I hit Fish Lake Friday evening. Everyone I talked to hadn't caught a thing all day. Most were trolling, but I talked to a few guys on the shore and they weren't catching anything either. 
I casted 2 poles in by Twin Creek and had 2 fish in 2 minutes. A couple of 20" fat rainbows using powerbait. I caught 7 more after that and released the smaller ones. I hooked a big fish and played him in for several minutes, but every time I got him close to the shore he would strip drag and run. One of the barbs on my treble hook broke and he was gone. I really wanted to see that fish, and not just the big whirlpool he was making when I would get him in close.


----------



## Fowlmouth (Oct 4, 2008)

We caught 2 kokanee last night at Fish Lake. They were 2 1/2- 3 pounds and turning red. First time catching them on powerbait. We caught a bunch of rainbows too. The wind was terrible and finally settled down at 8:30. We lit the lantern and started catching them when it got dark.


----------



## PBH (Nov 7, 2007)

Fowlmouth said:


> We caught 2 kokanee last night at Fish Lake. They were 2 1/2- 3 pounds and turning red. First time catching them on powerbait. We caught a bunch of rainbows too. The wind was terrible and finally settled down at 8:30. We lit the lantern and started catching them when it got dark.


Wait a minute....

....you're at Fish Lake, fishing after dark and you are using powerbait???

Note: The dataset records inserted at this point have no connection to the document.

PR #91, opened 2019-04-22
Feature/efficient ctest

### LINKED ISSUE #85: Simplified model config for ctests
ctests are too slow,

I'm currently looking at creating 2 or 4 degree horizontal config files with reduced vertical resolution

travissluka:
ctests have been cleaned up a bit to 1) run faster and 2) check the norms for nearly every application. 
closes #85
- a 4 degree, 25 vertical level model configuration is added. Grid is only 1% the size of the previously used 1deg configuration.
- all tests are set to use 2 procs, for reproducibility
- smaller observation files are used (~100 observations per obs type). Tests use all obs types by default now.
- the above changes result in a MUCH faster ctest runtime
- `Log::Test()` output stream added to the checkpointing app.
- `compare.sh` is used to check the  `Log:Test()` stream for every application. Ctests should break easier now when something changes (and I mean that in a good way)
- dirac location specification cleaned up, yml file doesn't care about which process a gridpoint is on (dirac locations on any PE other than 0 was actually wrong)

```
The following tests FAILED:
         10 - test_soca_model (Failed)
         13 - test_soca_linearmodel (Failed)
         20 - test_soca_parameters_bump_cov_lct (Timeout)
         21 - test_soca_parameters_bump_cov_nicas (Timeout)
         22 - test_soca_dirac_bump_cov (Failed)
         24 - test_soca_hofx (Failed)
         28 - test_soca_3dvarfgat (Timeout)
         29 - test_soca_4dhybrid (Failed)
         30 - exp_soca_cycle (Failed)
```

test failures given above should be addressed outside this PR. Test failures are the same as before this PR, with the exception of:
- `3dvarfgat` works, but only when ADT  and SSS obs are commented out. `OOPS_TRACE` shows that it is hanging on `State<MODEL>::getValues`. A timeout of 6 seconds is set to make it not hang, for now
- the same is true for `hofx`, however it fails anyway if ADT or SSS is removed. This failed anyway before this PR, something changed in ufo/ioda
- `test_soca_parameters_bump_cov_lct` actually works now, but `test_soca_parameters_bump_cov_nicas` and `test_soca_dirac_bump_cov` do not, so there is no point letting it run for now.

any test file in `testinput/` that is not currently being used has been moved to `testinput/unused`. @guillaumevernieres  please remove any test files that are actually no longer needed.


aerorahul:
@travissluka can you create a branch in `soca-bundle` containing the corresponding `ufo`, `oops`,`ioda` branches that you used to test this branch.  I suspect, they are not all `develop`

travissluka:
@aerorahul I was using the bundle as it was before you had made changes to MOM6/FMS. I pushed what I was using to feature/efficient_ctest. For some reason, with the MOM6 in the latest develop bundle, the ctests are going painfully slow, even if I make sure build type is set to Release. Something's not right. The ctests in soca should take about 30 seconds to finish.

aerorahul:
@travissluka I’ll take a look. I have a couple more changes in fms::dev/master-ecbuild-IntelFlags, mom6::bugfix/openmp and soca::bugfix/intel. 
The soca-bundle::develop should build without openmp and in release mode with the above branches.

test/CMakeLists.txt
```diff
@@ -127,208 +106,220 @@ ecbuild_add_resources( TARGET   soca_test_scripts
...
+                  COMMAND compare.sh
+                  ARGS
+                      "${CMAKE_BINARY_DIR}/bin/soca_ensvariance.x
+                      testinput/ensvariance.yml"
+                      testoutput/ensvariance.test
+                  DEPENDS soca_ensvariance.x)
+
 
+# The following two tests are slow, how can we speed it up?
+# Use another model grid configuration with even fewer grid cells?
```
guillaumevernieres, line 282: Increasing the length scale should speed up the test.

travissluka: i'm not familiar with the settings for bump running in this mode. My usual "randomly change everything until I get the desired result" method shows that changing nc1, nc2,nc3 to smaller numbers makes it go faster... but I really have no idea what i'm doing :)

aerorahul:
@travissluka  I have a longer list of failed tests with Intel17
```
	  5 - test_soca_socaerror_init (Failed)
	  6 - test_soca_enspert (Failed)
	 10 - test_soca_model (Failed)
	 12 - test_soca_errorcovariance (Failed)
	 13 - test_soca_linearmodel (Failed)
	 17 - test_soca_bkgerrgodas (Failed)
	 19 - test_soca_ensvariance (Failed)
	 20 - test_soca_parameters_bump_cov_lct (Failed)
	 21 - test_soca_parameters_bump_cov_nicas (Failed)
	 22 - test_soca_dirac_bump_cov (Failed)
	 23 - test_soca_dirac_soca_cov (Failed)
	 24 - test_soca_hofx (Timeout)
	 25 - test_soca_3dvarsoca (Failed)
	 26 - test_soca_3dvargodas (Failed)
	 27 - test_soca_checkpointmodel (Failed)
	 28 - test_soca_3dvarfgat (Failed)
	 29 - test_soca_4dhybrid (Failed)
	 30 - exp_soca_cycle (Failed)
```

But the model test runs fast as expected:
```
      Start  4: test_soca_forecast_mom6
 4/30 Test  #4: test_soca_forecast_mom6 ...............   Passed    2.23 sec
```

The `socaerror_init` test failure is a result of `ncwrite` and probably `numprocs` related.
```
5: --- Block: 01_01_01_01
5:        Compute adaptive sampling
5: !!! Error in io_fld_write: dimension nc0 has a different size in file
5: !!! ABORT in io_fld_write on task #0001: dimension nc0 has a different size in file
5: application called MPI_Abort(MPI_COMM_WORLD, 1) - process 0
1/1 Test #5: test_soca_socaerror_init .........***Failed    3.39 sec
```

travissluka:
@aerorahul did you try removing the soca/test directory in the build dir? I think i've seen that error before if the bump files already exist, but had been created with different PE count.

aerorahul:
@travissluka you are right. I was reusing the build with a previous test.

travissluka:
@aerorahul BTW, for the newer MOM/FMS compiling with GCC, the `MOM6::bugfix/openmp` branch does the trick for me. Ctests run at full speed when using that branch with `FMS::dev/master-ecbuild`

aerorahul:
@travissluka please try `FMS::dev/master-ecbuild-IntelFlags`

travissluka:
@aerorahul it works fine with `FMS::dev/master-ecbuild-IntelFlags`

guillaumevernieres (approved):
Outstanding @travissluka ! Seems fine on gcc, will test on intel later but I'd be happy to merge that work and move on to the other pr's, then address the intel issues in a different pr.

travissluka:
@guillaumevernieres I would say merge.
We can work on the known bugs, and adding tolerances to the Test outputs, afterward.

PR #1186, opened 2020-08-11
Russian localization fix

sergey-dryabzhinsky:
Couldn't find project on transifex.
So here a little patch for `ru` language.
Some copy-paste typos.


raimund-schluessler:
Thanks for the fix, but the app *is* translated via Transifex, see https://www.transifex.com/nextcloud/nextcloud/translate/#de_DE/tasks (I only have access to the German language, hence the link to de_DE, you have to adjust it to your language).

Directly committing the translation files won't work, as they would be overwritten by nextcloud-bot on the next Transifex sync.

sergey-dryabzhinsky:
@raimund-schluessler Thanks for link. Commited fix into transifex.

PR #1213, opened 2020-09-05
Fix fluttering sortorder popover

raimund-schluessler:
This fixes the fluttering of the sortorder dropdown when scrolling.


raimund-schluessler:
With #1224 the `boundaries-element` changes can be removed.

PR #1285, opened 2020-10-13
Fix sorting calendars on mobile

### LINKED ISSUE #1278: Fix sorting calendars on mobile
Similar to how we sort tasks, sorting calendars on mobile should only start after a long click, not immediately.

raimund-schluessler:
Sorting calendars on mobile now only starts after a short delay, ensuring it is still possible to just scroll the list and click the calendar conveniently. Closes #1278.


raimund-schluessler:
Works well on iOS as long as you use the `icon-bullet` as drag handle. Otherwise Safari tries to preview the link, consequently preventing dragging the calendar item. I think this is good enough.

PR #1290, opened 2020-10-14
Fix calendar delete wording

### LINKED ISSUE #1279: "Deleting the calendar in {countdown}"
### Steps to reproduce
1. Delete a list on Tasks
2. Mouse over the 'revert'/'undo icon

### Expected behaviour
Correct language used

### Actual behaviour
image
Mentions a 'calendar', this is really confusing for users as they think they're deleting a calendar rather than a list, and ultimately panic, and undo the deletion.

raimund-schluessler:
- Don't show calendar delete option if the calendar is read-only (e.g. a list from Deck)
- Call calendars that don't support tasks "lists" to prevent confusion

Closes #1279.

### DIFF
--- a/src/components/AppNavigation/ListItemCalendar.vue
+++ b/src/components/AppNavigation/ListItemCalendar.vue
@@ -205,14 +205,26 @@ export default {
 		},
 
 		deleteMessage() {
-			return !this.calendar.isSharedWithMe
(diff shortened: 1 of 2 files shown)


raimund-schluessler:
I will wait for a couple of days before releasing a new version to let the translations being updated.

What has this world come to?


----------



## Fowlmouth (Oct 4, 2008)

PBH said:


> Wait a minute....
> 
> ....you're at Fish Lake, fishing after dark and you are using powerbait???
> 
> What has this world come to?


Chroma Glow Rainbow Powerbait to be exact. :mrgreen:


----------



## PBH (Nov 7, 2007)

Fowlmouth said:


> Chroma Glow Rainbow Powerbait to be exact. :mrgreen:


probably scared every splake, brown, lake trout, and tiger musky within a mile to swim out to Widgeon Bay!


----------



## wyoming2utah (Sep 12, 2007)

Nope...not every. I bet the "big" fish he lost was one of the hatchery mutant brood stock lake trout that they throw in there!


----------



## Fowlmouth (Oct 4, 2008)

PBH said:


> probably scared every splake, brown, lake trout, and tiger musky within a mile to swim out to Widgeon Bay!

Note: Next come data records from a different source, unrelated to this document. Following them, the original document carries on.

PR #1361, opened 2020-12-01
Add aCalendar+ to app list in README

dkerkow:
Using it myself and it works pretty good. Not affiliated.


raimund-schluessler:
Fine with me (but not tested) 👍

PR #1394, opened 2021-01-18
Fix permissions of markdown.scss 755 -> 644

beardhatcode:
For some reason some files are needlessly marked as executable in this repository. This fixes some of that.

Non 644 permissions in the tar:
```
-rw-r-xr-- ./img/sprt-bw.svg
-rw-r-xr-- ./img/sprt-color.svg
-rwxr-xr-x ./css/src/markdown.scss
-rwxr--r-- ./css/src/Calendars/Calendar.scss
-rw-r-xr-- ./js/tasks.js.LICENSE.txt
```

After these patches:
```
-rwxr-xr-x ./css/src/markdown.scss
-rwxr--r-- ./css/src/Calendars/Calendar.scss
-rw-r-xr-- ./js/tasks.js.LICENSE.txt
```

I don't immediately see how to fix the last 3.


raimund-schluessler:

Well, when you talk to several people that trolled the lake all day and they tell you "fishing sucks, didn't catch anything" You kind of have to try a different tactic. I guess I just haven't reached elitist status yet because I still bait fish.


----------



## goosefreak (Aug 20, 2009)

I guess I just haven't reached elitist status yet because I still bait fish.







[/QUOTE]

Is that what it's called? Bait fishing? I thought it was called something else..


----------



## wyoming2utah (Sep 12, 2007)

Fowlmouth said:


> Well, when you talk to several people that trolled the lake all day and they tell you "fishing sucks, didn't catch anything" You kind of have to try a different tactic. I guess I just haven't reached elitist status yet because I still bait fish.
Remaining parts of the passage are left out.